OptimizerConfig¶
from cascaqit import OptimizerConfig
OptimizerConfig ¶
OptimizerConfig(
method: OptimizerMethod = "COBYLA",
max_iterations: int = 80,
max_evaluations: int | None = None,
max_backend_executions: int | None = None,
starts: int = 1,
initialization: InitializationStrategy = "random",
tolerance: float = 1e-06,
seed: int | None = None,
bounds: tuple[tuple[float, float], ...] = (),
options: Mapping[str, bool | int | float] = dict(),
gradient: GradientConfig | None = None,
spsa: SPSAConfig | None = None,
adam: AdamConfig | None = None,
schema_version: str = ALGORITHM_SCHEMA_VERSION,
)
Configure the method, initialization and budget for variational optimization. Pass this to the optimizer argument of VQE.run() or QAOA.run(). Construction alone does not solve a problem.

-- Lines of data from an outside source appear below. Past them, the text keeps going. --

PR #5687, opened 2026-06-09
refactor(storage): keep KVStore on Keyv internally

LionSR:
## Summary

Refactors `KVStore` to use Keyv v5 internally while keeping the existing StorageFS file layout and plain-JSON on-disk format. The previous exported `StorageFSKeyvAdapter` layer is gone; `KVStore` now creates the private Keyv store object itself.

## Issue acceptance gates

- Addresses the review/user request to remove the adapter middle layer and make the Keyv use more native.
- Keeps backward compatibility: each key still maps to one percent-encoded `.json` file, with no Keyv `{ value, expires }` envelope written to disk.
- Keeps the public `KVStore` API unchanged for existing execution, stream log, and stream snapshot callers.

## Single source of truth

`src/common/storage/KVStore.ts` now owns the StorageFS path mapping through one `keyToPath(dir, key)` helper and one `filenameToKey(filename)` helper. Keyv owns only key-value semantics; StorageFS layout is not split across files.

## Duplication and abstraction budget

- Removed the exported `StorageFSKeyvAdapter` module.
- Removed duplicated key-to-path derivation in `modifiedAt()`.
- Kept the Keyv store boundary private to `KVStore` because StorageFS persistence still requires a store object for Keyv.
- No new pass-through public abstraction was added.

## Host impact

Extension: behavior-neutral persistence refactor.

Desktop: behavior-neutral persistence refactor.

CLI: behavior-neutral persistence refactor.

## Scheduled refactoring

None.

## Validation

- `corepack pnpm install --frozen-lockfile`
- `corepack pnpm vitest run --config vitest.config.mjs src/test-kernel/transcript/StreamLogStoreLoad.vitest.ts`
- `npx tsc --noEmit -p tsconfig.test-kernel.json`
- `npx eslint src/common/storage/KVStore.ts src/test-kernel/transcript/StreamLogStoreLoad.vitest.ts`
- `git diff --check`
- `npm run typecheck -- --pretty false`
- `npm run lint -- --quiet`
- `npm run compile:fast`

---

> [!NOTE]
> **Medium Risk**
> Touches shared persistence used by execution, stream logs, and snapshots; behavior is intended to be neutral but any serialization or missing-key handling drift could affect on-disk data reads.
> 
> **Overview**
[...]

PR #9971, opened 2026-08-11
refactor(storage): remove Keyv from KVStore internals

LionSR:
Undo #5687's internals: KVStore calls StorageFS directly instead of
routing through Keyv and a custom KeyvStoreAdapter. The on-disk format
(one plain-JSON file per key, percent-encoded names) is unchanged, and
the public API is identical except that the throwOnErrors option is
gone — throwing is now the only error policy.

Keyv earned nothing here: its TTL, namespacing, stats, and hooks were
all unused, serialization was already overridden to preserve the plain
JSON format, and listKeys/modifiedAt/deleteDir already bypassed it. In
its default mode it also converted I/O read failures into silent
misses — on StreamSnapshotStore's read handle, an EIO/EPERM sidecar
read was indistinguishable from an absent file, feeding the
empty-base-overwrite data-loss path the 2026-08-10 memory audit ranks
highest.

Behavior changes, all in the loud-failure direction:
- Sidecar reads that fail with an I/O error now warn and degrade to
  missing (previously silent); corrupt-JSON handling is unchanged.
- StreamSnapshotStore's dual per-record handles (kv/writeKv, differing
  only in error policy) collapse to one.
- deleteDir failures now throw instead of being swallowed.

Verified: typecheck, lint, dead-code ratchet, and the transcript +
agent/storage vitest suites (405 tests) pass.

Co-Authored-By: Claude Fable 5 <noreply@anthropic.com>
Claude-Session: https://claude.ai/code/session_01BxY1Fpz1vmvvpvCFjxyr7y

---

> [!NOTE]
> **Medium Risk**
> Changes file-backed KV error semantics and how stream status reaches transcripts/UI; failures are louder (throws, skipped corrupt sidecars) rather than silent misses, but both areas are core to resume and progress projection.
> 
> **Overview**
> **Storage:** Drops the `keyv` dependency and reimplements `KVStore` on `StorageFS` directly (same one-file-per-key JSON layout). Missing keys still read as `undefined`; other I/O failures throw instead of being treated as cache misses. `throwOnErrors` and `StreamSnapshotStore`'s separate strict write handle go away; child-detach now skips streams with unreadable sidecar meta instead of failing the whole sweep. `RelativeFS.writeJson` is removed in favor of explicit `write` + `JSON.stringify`.
> 
> **Status & events:** `status` is no longer an `AgentEvent` or duplicated on run traces. `StreamStatusMachine` publishes only session facts; transcript recording consumes them through **`RunTrace.handleStatus`** (bridged at launch/child-stream attach). Call sites stop passing `{ trace }` into status transitions.
> 
> **Session plumbing:** `SessionHandle.onResult` subscribes to run facts on the hub (keeping missed-terminal replay). `onFollowUpSent` observers are removed—`listenForFollowUp` and tests use the session `followUpSent` fact instead.
> 
> <sup>Reviewed by [Cursor Bugbot](https://cursor.com/bugbot) for commit 0e0a4b0f66bc32d7996eb9bc122a472e1fd38c53. Bugbot is set up for automated code reviews on this repo. Configure [here](https://www.cursor.com/dashboard/bugbot).</sup>


LionSR:
bugbot run

Re-requesting review after the rebase onto main (adopting #9976's textChunks delta design), the review-fix commit, the status single-rail change, and the formatting pass.

---

PR #10005, opened 2026-08-12
refactor(logger): add createLog(channel) factory, migrate 58 files off CHANNEL threading

LionSR:
## Summary

A tech-debt audit flagged the single highest-frequency ad-hoc pattern in the tree: ~99 modules each declared `const CHANNEL = '...'` and threaded it as the first argument through every `logger.warn/error/info/debug(CHANNEL, …)` call — ~144 single-line plus hundreds of multi-line call sites. The channel string was copy-pasted per file (and at least one module historically carried the *wrong* channel, invisible at the call site).

This PR adds a channel-bound logger factory and migrates the clean subset:

- **`createLog(channel)`** in `@logger/logUtils` returns a `Log` with the four level methods bound to one channel. It emits through the **same `writeLine` sink** as the free `debug/info/warn/error` functions, so the output line, secret redaction, and debug-data handling are byte-for-byte unchanged — this is a behavior-preserving transform.
- Call sites become `const log = createLog('X'); log.warn(msg)` — the channel is named once instead of on every call.

## Issue acceptance gates

n/a — no tracked issue; this is a proactive tech-debt refactor from a codebase audit.

## Single source of truth

`createLog` (in `@logger/logUtils`) is the one place that binds a channel to the level writers. A module now names its channel exactly once at the `createLog('X')` call instead of repeating the constant on each log invocation.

| Parameter | Current behavior |
|---|---|
| method | COBYLA, Nelder-Mead, Powell, L-BFGS-B, SPSA or ADAM; case-sensitive |
| max_iterations | Positive integer; COBYLA interprets it as a function-evaluation limit, while other methods use their own iteration rules |
| max_evaluations | Optional positive objective-evaluation budget; repeated estimates also consume evaluations |
| max_backend_executions | Optional positive limit on optimization backend calls; one objective or gradient evaluation can require several calls |
| starts | Positive number of initial points; each start receives the configured budget, so a per-start budget is not a whole-experiment cap |
| initialization | random or layerwise; layerwise also requires a compatible parameter mapping from the previous layer |
| tolerance | Positive method tolerance, not a bound on error relative to the true ground-state energy |
| seed | Nonnegative integer or None for optimizer randomness; backend sampling has its own seed |
| bounds | Finite (lower, upper) pairs in algorithm parameter order, with lower < upper; dimensions are checked at execution |
| options | Additional numeric/boolean SciPy options; maxiter, maxfev and maxfun are managed by the dedicated budget fields and cannot be repeated here |
L-BFGS-B and ADAM require cascaqit.algorithms.GradientConfig. SPSA uses spsa and ADAM uses adam, inserting their respective defaults when omitted. Other methods reject these dedicated configurations. SPSA/ADAM reject SciPy options. A stopping rule’s minimum iterations cannot exceed max_iterations.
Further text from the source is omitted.